• _EXERCISE_: Look below and pull out each line with the word "detection".

[Collection entries]
PR #2475, opened 2015-07-07
Fix kml tests

gjn:
This fixes the kml tests. We use the wait condition now _before_ getting the URL.


gjn:
jenkins test

gjn:
review with @alcapat

Issue #2410, opened 2015-06-10
Throttle service test fails


gjn:
Throttle service test fails from time to time. This happened today twice during deploy.

https://github.com/geoadmin/mf-geoadmin3/blob/master/test/specs/ThrottleService.spec.js

We should try to make it more robust. Assigend to @kandre as he's the original author.

kandre:
Have you the log of the error?

oterral:
In fact the problem is if the server is a little bit busy that slowdown the execution of the Throttle function.

gjn:
I think anyway, that the tests could be made more robust (introduce a more fuzzy like test). I can do a proposal if @kandre doesn't want to do it :)

oterral:
I've made a correction https://github.com/geoadmin/mf-geoadmin3/commit/ec5f044a541e2f8105a47f18acddfd50c5a5f172

Hope that fixes the problem

PR #2476, opened 2015-07-07
Improve throttle unit test

gjn:
https://github.com/geoadmin/mf-geoadmin3/issues/2410

This should be a little more stable.


gjn:
@oterral That do you think?

oterral:
Yes this test is better, the last condition should fix the problem we have

PR #2483, opened 2015-07-07
Fix #2417: Update the IE detection of typeahead

### LINKED ISSUE #2417: WMS import on IE11
1. Start WMS import
2. Select a WMS server

The selection list doesn't dissapear after the selection of a WMS server.

oterral:
Fix #2417 updating the IE detection.

Since we want to remove typeahead . I don't think we must loose time to try to update the typeahead version.

[Test](https://mf-geoadmin3.dev.bgdi.ch/teo_fix_2417/?lang=fr&topic=ech&bgLayer=ch.swisstopo.pixelkarte-farbe&X=190000.00&Y=660000.00&zoom=1)


cedricmoullet:
Thanks, works fine.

• _EXERCISE ANSWER_:
Fix #2417: Update the IE detection of typeahead
Fix #2417 updating the IE detection.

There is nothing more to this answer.